A este carismático salsómano lo mataron para dolor de sus amigos cadetes, amigos de barrio en Pradera, de sus hermanitas; de su madre, doña Inocencia Murillo. Y lo más amargo: el papá, don Luis, es cortero de caña, un trabajo durísimo; a 30 grados de calor, sigue llorando a su hijo Alfonso, que ya no le manda fotos ni le cuenta por el celular de los paseos que hacía en la capital. Su adolorido padre soñaba con ir a Bogotá a verlo graduarse como oficial de la Policía. Lo seguirá llorando. Era un hijo del pueblo, y torpemente lo mataron. Punto.

A charlar con Fanny Mikey, Julio Nieto Bernal y Carlos Muñoz viajó al otro mundo, sin tiquete de regreso, el talentoso y buena gente Fernando Gaitán. Era un tipazo que jugó limpio, no pisoteó a nadie y manejaba su éxito con frescura. Según Salvo Basile, “es un absurdo que a los 58 años, y alegre en su vivir, se muera Fernando”. Marcela Carvajal opinó: “Me da enojo que no viva más mi parche Fernando Gaitán”.

Murió a los 58 años, y eso tiene en pánico a centenas de señorones vanidosos y vitales del periodismo, la televisión, la radio, el cine, la prensa, columnistas, escritores, exmillonarios, exdiplomaticos y extoreros que pasaron de 68 years y saben lo de Fernando Gaitán. Mi amigote burlón, de 75 años, ya gastadito, me dijo: “Varios estamos moscas, el siguiente turno es nuestro; y para colmos, no hay aire acondicionado en el crematorio de Bogotá”.

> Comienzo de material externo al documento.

PR #788, opened 2021-04-20
remove MIDI attributes from silent elements

rettinghaus:
This removes `att.instrumentIdent` from the _non-sounding_ layer elements `mSpace`, `rest`, `mRest`, and `multiRest`, and thus brings them in line with `space`.

### DIFF
--- a/source/modules/MEI.gestural.xml
+++ b/source/modules/MEI.gestural.xml
@@ -399,7 +399,6 @@
     <desc>Gestural domain attributes.</desc>
     <classes>
       <memberOf key="att.duration.gestural"/>
-      <memberOf key="att.instrumentIdent"/>
     </classes>
   </classSpec>
   <classSpec ident="att.mRpt.ges" module="MEI.gestural" type="atts">
@@ -412,14 +411,12 @@
     <desc>Gestural domain attributes.</desc>
     <classes>
       <memberOf key="att.duration.gestural"/>
-      <memberOf key="att.instrumentIdent"/>
     </classes>
   </classSpec>
   <classSpec ident="att.multiRest.ges" module="MEI.gestural" type="atts">
     <desc>Gestural domain attributes.</desc>
     <classes>
       <memberOf key="att.duration.gestural"/>
-      <memberOf key="att.instrumentIdent"/>
     </classes>
   </classSpec>
   <classSpec ident="att.multiRpt.ges" module="MEI.gestural" type="atts">
@@ -590,7 +587,6 @@
     <desc>Gestural domain attributes.</desc>
     <classes>
       <memberOf key="att.duration.gestural"/>
-      <memberOf key="att.instrumentIdent"/>
       <memberOf key="att.rest.ges.mensural"/>
     </classes>
   </classSpec>


bwbohl:
Makes perfectly sense, as there are no rests in MIDI. Thanks for spotting!

pe-ro:
But there can be notes with zero velocity, effectively making them rests.  😊

The ability to assign a rest to an instrument, even if nothing sounds, could be useful in situations where multiple instruments exist in a layer.  I can also imagine educational MIDI applications that would “sound out” rests.

--
p.

bwbohl:
But in the case of converting MIDI to MEI shouldn't the 0-velocity midi:note should still be a mei:note?
Vice versa, when converting MEI to MIDI (a format not containing any rests) shouldn't all the mei:rests be ignored programmatically?
The sounding out idea is an interesting one though...

pe-ro:
Comments below.

--
p.

craigsapp:
> But in the case of converting MIDI to MEI shouldn't the 0-velocity midi:note should still be a mei:note?

There is no 0-velocity MIDI note: the MIDI note-on command with zero velocity functions are a MIDI note-off message.

MEI notes are equivalent to two MIDI events: a Note-on message and a note-off message, so there is not a one-to-one mapping.   MEI notes have duration, but MIDI events are instantaneous, and the duration has to be inferred from the pairing of on/off events.  There are two models that can be selected for pairing: FIFO (first-in-first-out) and LIFO (last-in-first-out).  If there are more note ones than notes off for a sustained timbre, then you get a stuck note, and if there are more note offs and note ons, it does not really matter since the extra note-offs will not alter the sound.  I sometimes use an extra note-off at the end of a MIDI track to extend it longer to prevent the software synths from ending a previous note too soon and chopping off the reverb sound (works on some synths, but not all).

An exception is for General MIDI drum-track notes which are only supposed to have a note-on message and no note-off message.  The drum notes behave like triggers to start a recording of the percussion instrument it represents, and there is no note-off control for these recordings.

Also there are two types of note-offs: There are formal set of note-off messages starting with the hex digit `8`.  These messages have two parameters: (1) the key number to turn off and (2) how fast to turn off the note (release-velocity).  Most synthesizers (especially cheaper ones) do not pay attention to the release-velocity.  A second method for turning off a MIDI note is to use a note-on message with a 0 attack velocity.  This is not a note-on, but rather an alternate method of turning off MIDI notes.

If you want to encode rests in MIDI, using note-off commands would not be safe since it would likely alter the sound of the performed MIDI.  Something like MIDI file meta-messages would be more robust.

> Vice versa, when converting MEI to MIDI (a format not containing any rests) shouldn't all the mei:rests be ignored programmatically?

There is not a one-to-one mapping between MDI note events and MEI data, so there can be forms of MIDI data that cannot be converted into MEI.

rettinghaus:
> But there can be notes with zero velocity, effectively making them rests.

Sorry, but that doesn't make sense at all. As @craigsapp pointed out there is nothing like a 0-velocity MIDI note. Also you would need a pitch here, but the "sound" of the rest wouldn't change even if you change their position on the staff. What you are trying to do here looks to me more like an invisible note in MEI (which still has the `@instr`). 

> The assignment of rests to an instrument has uses beyond conversion to MIDI too.

Actually I can't think of any. But apart from my lack of understanding this, the concept of a notated rest is incompatible with MIDI. So even if you want/need to assign an instrument to a rest, why would you try to do this with a special MIDI attribute? If we had a general purpose instrument assignment method it would be something different, but we don't (and I don't see the pressing need for that). I think that this is something so special that you better should customize MEI for your needs.

pe-ro:
Proceed.

________________________________

kepper (approved):
I think it's fine to take these out in order to avoid confusion – the discussion has shown that this concept is rather "complex", and we might be better off to wait for a concrete use case to re-introduce this when necessary. However, I think MEI should be a place to reason about somewhat arcane and not immediately practical ideas, so it seems fine to me to continue the discussion…

PR #791, opened 2021-04-29
add back linkalign docs (fixes #769)

### LINKED ISSUE #769: Guidelines: Content from v4 not reflected in dev
Some content from the guidelines v4 is not reflected in the dev version. Especially the Linking Data chapter is only a rudiment of itself in dev:

https://music-encoding.org/guidelines/v4/content/linkingdata.html

vs.

https://music-encoding.org/guidelines/dev/content/linkingdata.html

Did not check another chapter so far, but would be good to automatically check (at least once) that dev uses the v4 status as starting point.

kepper:
this should do the trick for #769. Compiled locally, all looking good… – or at least as before ;-)

### DIFF
--- a/source/docs/13-linkingdata.xml
+++ b/source/docs/13-linkingdata.xml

¡Qué mamera morirse! El escritor Manuel Vicent, con un infarto encima, recomienda a maridos con chance de infarto tener pagos todos los impuestos, dejarle mucho dinero a la viuda, repartir cuadros, discos, libros. Pilas, los libros estorban a las viudas, huelen maluco. Es nobleza regalar billete gordo, o tiquetes a Europa, ya pagados, a quienes te dieron carcajadas cómplices y a quienes te dieron sexo siendo un gordito regañón y feo.

Palabras severas de mi pareja, Lulita Arango: “Ponchito, cuídate más, ve más al gimnasio; el infarto no es ficción, llega de visita y se lleva al anfitrión”. Buen aviso, buenas, buenas.